### WORK TASK
Among the entries below, find the lines with the word "shown" and return them.

[Collected data entries]
>>

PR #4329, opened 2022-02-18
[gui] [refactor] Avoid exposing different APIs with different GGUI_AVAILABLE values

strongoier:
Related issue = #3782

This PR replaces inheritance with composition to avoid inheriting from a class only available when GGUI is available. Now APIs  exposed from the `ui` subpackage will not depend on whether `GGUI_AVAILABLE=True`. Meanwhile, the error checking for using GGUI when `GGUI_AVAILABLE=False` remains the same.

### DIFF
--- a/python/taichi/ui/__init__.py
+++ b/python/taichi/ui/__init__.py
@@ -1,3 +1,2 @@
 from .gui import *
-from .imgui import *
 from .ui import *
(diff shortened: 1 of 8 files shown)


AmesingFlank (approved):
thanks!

<<
>>

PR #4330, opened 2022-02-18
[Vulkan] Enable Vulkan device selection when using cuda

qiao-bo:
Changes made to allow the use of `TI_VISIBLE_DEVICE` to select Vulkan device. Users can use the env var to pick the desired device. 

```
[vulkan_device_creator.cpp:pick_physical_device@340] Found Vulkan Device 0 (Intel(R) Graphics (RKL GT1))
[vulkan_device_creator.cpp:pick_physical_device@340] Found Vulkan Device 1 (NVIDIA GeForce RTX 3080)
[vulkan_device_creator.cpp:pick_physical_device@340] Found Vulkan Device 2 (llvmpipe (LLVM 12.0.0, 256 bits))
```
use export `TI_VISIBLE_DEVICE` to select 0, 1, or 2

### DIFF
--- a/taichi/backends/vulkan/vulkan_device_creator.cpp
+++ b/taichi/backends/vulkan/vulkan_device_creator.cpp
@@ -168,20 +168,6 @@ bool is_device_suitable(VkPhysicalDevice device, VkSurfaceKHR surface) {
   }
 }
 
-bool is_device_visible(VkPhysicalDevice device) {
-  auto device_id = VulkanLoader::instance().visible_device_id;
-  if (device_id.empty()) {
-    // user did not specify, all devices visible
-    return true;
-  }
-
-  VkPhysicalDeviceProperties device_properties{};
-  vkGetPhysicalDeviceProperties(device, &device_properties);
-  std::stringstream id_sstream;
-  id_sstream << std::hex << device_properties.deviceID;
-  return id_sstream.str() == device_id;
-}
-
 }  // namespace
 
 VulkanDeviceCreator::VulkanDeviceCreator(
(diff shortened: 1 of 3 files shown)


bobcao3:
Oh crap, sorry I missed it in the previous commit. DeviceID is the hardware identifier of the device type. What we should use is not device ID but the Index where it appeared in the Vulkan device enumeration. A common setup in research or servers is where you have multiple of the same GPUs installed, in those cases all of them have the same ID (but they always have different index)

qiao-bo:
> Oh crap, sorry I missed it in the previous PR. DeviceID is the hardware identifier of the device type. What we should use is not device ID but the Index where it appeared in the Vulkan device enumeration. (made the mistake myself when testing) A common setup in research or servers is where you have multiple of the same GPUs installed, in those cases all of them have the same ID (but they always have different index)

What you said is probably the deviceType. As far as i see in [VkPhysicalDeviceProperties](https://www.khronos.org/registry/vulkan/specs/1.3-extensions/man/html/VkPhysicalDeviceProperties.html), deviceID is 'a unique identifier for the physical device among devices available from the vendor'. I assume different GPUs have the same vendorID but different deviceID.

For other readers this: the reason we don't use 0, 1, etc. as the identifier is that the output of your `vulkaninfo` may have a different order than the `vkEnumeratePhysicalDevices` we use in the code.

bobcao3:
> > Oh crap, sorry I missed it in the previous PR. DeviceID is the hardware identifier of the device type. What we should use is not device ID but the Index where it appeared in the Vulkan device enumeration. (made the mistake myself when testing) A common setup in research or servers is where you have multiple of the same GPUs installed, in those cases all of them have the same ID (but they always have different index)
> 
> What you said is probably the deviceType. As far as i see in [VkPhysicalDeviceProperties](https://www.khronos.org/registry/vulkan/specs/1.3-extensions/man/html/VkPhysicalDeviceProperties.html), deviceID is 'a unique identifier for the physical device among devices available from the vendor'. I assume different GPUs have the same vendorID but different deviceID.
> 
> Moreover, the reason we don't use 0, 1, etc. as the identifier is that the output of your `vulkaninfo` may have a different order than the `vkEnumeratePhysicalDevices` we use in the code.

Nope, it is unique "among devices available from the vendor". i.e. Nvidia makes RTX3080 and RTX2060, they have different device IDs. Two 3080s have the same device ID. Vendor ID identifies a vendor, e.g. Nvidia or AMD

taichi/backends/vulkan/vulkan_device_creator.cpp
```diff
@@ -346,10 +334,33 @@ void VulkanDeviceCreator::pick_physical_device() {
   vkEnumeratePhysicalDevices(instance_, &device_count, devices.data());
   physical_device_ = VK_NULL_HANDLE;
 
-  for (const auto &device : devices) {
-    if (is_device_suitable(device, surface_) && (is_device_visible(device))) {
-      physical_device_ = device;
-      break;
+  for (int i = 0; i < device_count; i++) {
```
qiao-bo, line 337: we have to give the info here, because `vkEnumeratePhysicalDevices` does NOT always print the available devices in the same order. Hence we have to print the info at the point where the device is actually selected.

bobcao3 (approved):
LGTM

<<

### OUTPUT
(diff shortened: 1 of 8 files shown)
(diff shortened: 1 of 3 files shown)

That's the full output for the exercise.